◆ **Goal of the exercise**
Every line in the records below with the string "object" is to be copied out.

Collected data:
PR #2856, opened 2016-08-08
Custom jinja functions

lakshmi-kannan:
## What? 

Include a ``to_human_time`` jinja function that can be used to fuzzy render time value in seconds. 
For example {{ elapsed_seconds || to_human_time }} will convert an integer (or long) 181 to string '3m1s'.

## Why?
See https://github.com/StackStorm/hubot-stackstorm/issues/123

## TODO

- [X] Refactor existing jinja filters to own files
- [X] Add a to_human_time method (** I think I'll need to_human_time_from_secs to be explicit)
- [X] Fix a bug in jinja rendering where jinja filter expressions weren't detected to be jinja renderable (See https://gist.github.com/lakshmi-kannan/0af3004652c12eaa9d5002cb0903a058, eaa7420, refactored 8c95a6d)
- [x] Unit tests
- [x] Documentation for jinja filters (https://github.com/StackStorm/st2docs/pull/228)
- [x] Changelog

### DIFF
--- a/contrib/chatops/actions/format_execution_result.py
+++ b/contrib/chatops/actions/format_execution_result.py
@@ -12,7 +12,7 @@ class FormatResultAction(Action):
         api_url = os.environ.get('ST2_ACTION_API_URL', None)
         token = os.environ.get('ST2_ACTION_AUTH_TOKEN', None)
         self.client = Client(api_url=api_url, token=token)
-        self.jinja = jinja_utils.get_jinja_environment()
+        self.jinja = jinja_utils.get_jinja_environment(allow_undefined=True)
         self.jinja.tests['in'] = lambda item, list: item in list
 
         path = os.path.dirname(os.path.realpath(__file__))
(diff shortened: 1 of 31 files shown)


contrib/chatops/actions/format_execution_result.py
```diff
@@ -12,7 +12,7 @@ def __init__(self, config=None, action_service=None):
         api_url = os.environ.get('ST2_ACTION_API_URL', None)
         token = os.environ.get('ST2_ACTION_AUTH_TOKEN', None)
         self.client = Client(api_url=api_url, token=token)
-        self.jinja = jinja_utils.get_jinja_environment()
+        self.jinja = jinja_utils.get_jinja_environment(allow_undefined=True)
```
emedvedev: As mentioned in Slack earlier, I have some reservations about this, but it should be safe and might even lead to better UX. Shouldn't be a problem.

PR #2860, opened 2016-08-10
Allow user to cancel multiple executions using st2 execution cancel command

Kami:
This change allows user to cancel multiple executions using a single invocation of ``st2 execution cancel`` command.

It uses the same notation as many other well known CLI commands (e.g. `git cherry-pick sha1 sha2 sha2`, etc.).

For example:

```bash
st2 execution cancel 57a9707b0640fd0a5f8b15c4 57a96e070640fd0a5f8b158e 57a96e270640fd0a5f8b1594
```

This would save me some typing yesterday when dealing with the workflows. The change itself is fully backward compatible and works the same as before when only a single execution id is provided.


lakshmi-kannan:
👍

Issue #2861, opened 2016-08-10
Rule - `st2ctl reload` Reloads all except rules


vaishalipavashe:
- Intervaltimer rule was created and tested. Tried disabling it by updating rule yaml file and reloaded st2ctl as `st2ctl reload` but still rule is enabled:

![image](https://cloud.githubusercontent.com/assets/10110869/17563463/7e2da484-5efd-11e6-9e4e-d3015a31c859.png)

- From `st2ctl reload` output found that it reloads all except rules. Performed `st2ctl reload --register-rules` to reload rules and now it shows disabled:

![image](https://cloud.githubusercontent.com/assets/10110869/17563523/d66f35b8-5efd-11e6-9625-91cbcb3a4e70.png)

armab:
Yeah, you have to `reload` with `--register-rules` manually.

This is something that Manas described previously in https://github.com/StackStorm/st2/issues/1619#issuecomment-111215415

The reason is that different `packs` can contain default rules and it's safer for administrator not to load them.
If all rules are registered - then you have many triggers enabled, running different actions (which most of us probably don't want).

@kami will correct me if I'm wrong.

armab:
I think there is definitely a user & usability problem here, since it's something that raised many times.

The good approach for me feels like: 
- pack install should load all content within a pack (and not load everything else, out of current pack scope)
- there should be ability to (re)load files for specific pack (isolated)
- make the interaction interface easy for users/predictable/obvious

samirsss:
Isn't it the users responsibility to make sure that the rules they want to not trigger be saved in disabled state? 

I think this ask is a fair thing. I'm getting used to the system and I didn't realize that the 1 rule I had written up didn't get reloaded when I did st2ctl reload. (it wasn't an important rule) but still the expectation that I had was rules would get reloaded.

@lakshmi-kannan @Kami

Kami:
Yeah the idea behind rules being disabled by default was that unlike actions, rules are usually not totally generic and they need to be modified / customized by the user before they can be used.

That's why we decided not to register rules by default - if user didn't modify the rule or disable it, they would get surprised.

samirsss:
Then should we close this PR? I dont have the history on this and hence just thinking from users perspective.

Kami:
We can all think about it some more about re-evaluate our decision aka if we still think that's the best default behavior.

/cc @lakshmi-kannan

lakshmi-kannan:
[...]

PR #2864, opened 2016-08-11
st2ctl reload to register all enabled rules as well

samirsss:
This is for the issue: https://github.com/StackStorm/st2/issues/2861


Kami:
:+1:

PR #2868, opened 2016-08-13
Fix trigger-instance re-emit

dzimine:
one-line fix for STORM-2263: re-emit the trigger fails with 401 because the auth token is not passed.

PS. I don't know enough of CLI unit tests to see how to get it covered, so skipping this part, sorry.


samirsss:
+1

Kami:
Oh wow, haven't seen a commit here from Dmitri for a while now.

LGTM, but where are tests, etc. ? :P

j/k :+1:

PR #4541, opened 2019-02-08
Support for SSL client cert authentication and server certificate validation when connecting to RabbitMQ

Kami:
This pull request adds two of the features we were missing for fully secure and verified connections to RabbitMQ message bus:

* Support for client based certificate authentication
* Support for verifying server certificate on the client side with the provided CA cert (bundle)

Both of those features were already supported for database (MongoDB) connection, but not for RabbitMQ.

Keep in mind that secure SSL / TLS connections to RabbitMQ were already possible (without verifying server certificate), but that wasn't documented anywhere. https://github.com/StackStorm/st2docs/pull/848 fixed that.

Nice thing is that we can use same naming for those options for ``database`` and ``messaging`` section (``ssl_keyfile``, ``ssl_certfile``, ``ssl_cert_reqes``, ``ssl_ca_certs``).

Example config entries:

```ini
[messaging]
url = amqp://guest:guest@127.0.0.1:5671/
ssl = True
ssl_keyfile = /home/vagrant/client/private_key.pem
ssl_certfile = /home/vagrant/client/client_certificate.pem
ssl_ca_certs = /home/vagrant/testca/ca_certificate_bundle.pem
ssl_cert_reqs = required
```

Implementation wise, I needed to refactor some code so we now retrieve a properly configured ``Connection`` object in a single centralized place.

## TODO

- [x] Regenerate sample config
- [x] Update documentation - https://github.com/StackStorm/st2docs/pull/850
- [x] Tests


st2common/st2common/transport/publishers.py
```diff
@@ -92,13 +109,14 @@ def get_publisher(self, urls):
...
-    def __init__(self, urls, exchange):
+    def __init__(self, exchange, urls=None):
+        urls = urls or transport_utils.get_messaging_urls()
         self._publisher = SharedPoolPublishers().get_publisher(urls=urls)
         self._exchange = exchange
 
     def publish_create(self, payload):
         with Timer(key='amqp.publish.create'):
-            self._publisher.publish(payload, self._exchange, CREATE_RK)
+            self._publisher.publgish(payload, self._exchange, CREATE_RK)
```
armab: Typo

Kami:
@armab @warrenvw Do we already handle CA authority and SSL certificate generation and management somewhere in our kubernetes-ha work?

If we do, it would also be good to eventually utilize it for MongoDB and RabbitMQ connections.

st2common/st2common/transport/announcement.py
```diff
@@ -20,16 +20,20 @@
...
 
+__all__ = [
+    'AnnouncementPublisher',
+    'AnnouncementDispatcher'
+]
+
 
 class AnnouncementPublisher(object):
-    def __init__(self, urls):
+    def __init__(self, urls=None):
```
Kami: Connection retrieval and URL handling is now centralized in a single place so there is really no need for this ``url`` argument here anymore.

To make the code nicer, I could simply remove it from all those classes.

armab:
@Kami No, we don't auto-generate SSL/CA in K8s/HA work, leaving that part for user consideration/configuration.

tools/config_gen.py
```diff
@@ -41,7 +41,7 @@
 
 SKIP_GROUPS = ['api_pecan', 'rbac', 'results_tracker']
 
-# We group auth options together to nake it a bit more clear what applies where
```
armab: ROFL :smiley:

Kami:
I pushed changes so we now also expose SSL listener when running RabbitMQ on Travis (67fc03f8ed2b672c44c290d8dcc0b26ffe8ded31, 3b7744939e4b7adbb69762b1ef0ac7f0befbbcb1, 922cb23c2d3480849819ea6eb94d7191793c12ff) and added some basic tests which verify that those parameters work as expected (88a6d575f179aba684857b46af2da419579902cf).

In the future, we should do the same for MongoDB (we don't have any integration tests for SSL related parameters, just unit ones which are lacking).

NOTE: At the moment we only run those tests on Travis, because RabbitMQ SSL listener is not set up on local vagrant dev VMs.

◆ **Task result**
Implementation wise, I needed to refactor some code so we now retrieve a properly configured ``Connection`` object in a single centralized place.
 class AnnouncementPublisher(object):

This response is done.